In 1865, Eliot was working with the Western Sanitary Commission to build a statue of Lincoln. The funding for an Emancipation Memorial featuring a statue of Lincoln had begun with a $5 donation from a former slave, Charlotte Scott, from Virginia. All initial funds raised were donations from freedmen and U.S. Colored Troops. They were held in trust for them by the Western Sanitary Commission, a St. Louis-based volunteer war relief agency. Thomas Ball made an acceptable model in 1865, but Eliot's group wanted a real freedman to pose for it. In 1869, Eliot gave Ball a photo of Alexander, and he was chosen as the model.

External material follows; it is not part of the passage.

PR #164, opened 2022-12-06
TopLevelTable trait + codegen attribute

cmyr:
This adds the `#[tag = "sfnt"]` attribute in codegen, and uses that to implement the `TopLevelTable` trait, which just associates a const with an item.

In 1876, the statue was unveiled, with many notable people in attendance, including President Ulysses S. Grant, members of his cabinet, Supreme Court justices, other government figures, and Frederick Douglass, another former slave. However, neither Alexander nor Eliot was present.

== Death and aftermath ==
Archer Alexander died in St. Louis, Missouri, on December 8, 1879. His funeral was held in his church, which was across from his home, Washington Metropolitan A.M.E. Zion Church. Alexander was buried in a common lot and unmarked grave at St. Peters U.C.C. Cemetery on Lucas and Hunt in Normandy, Missouri. The burial site was added to the Underground Railroad Network to Freedom in 2024.

According to DNA research, boxer Muhammad Ali was a great-great-great-grandson of Alexander.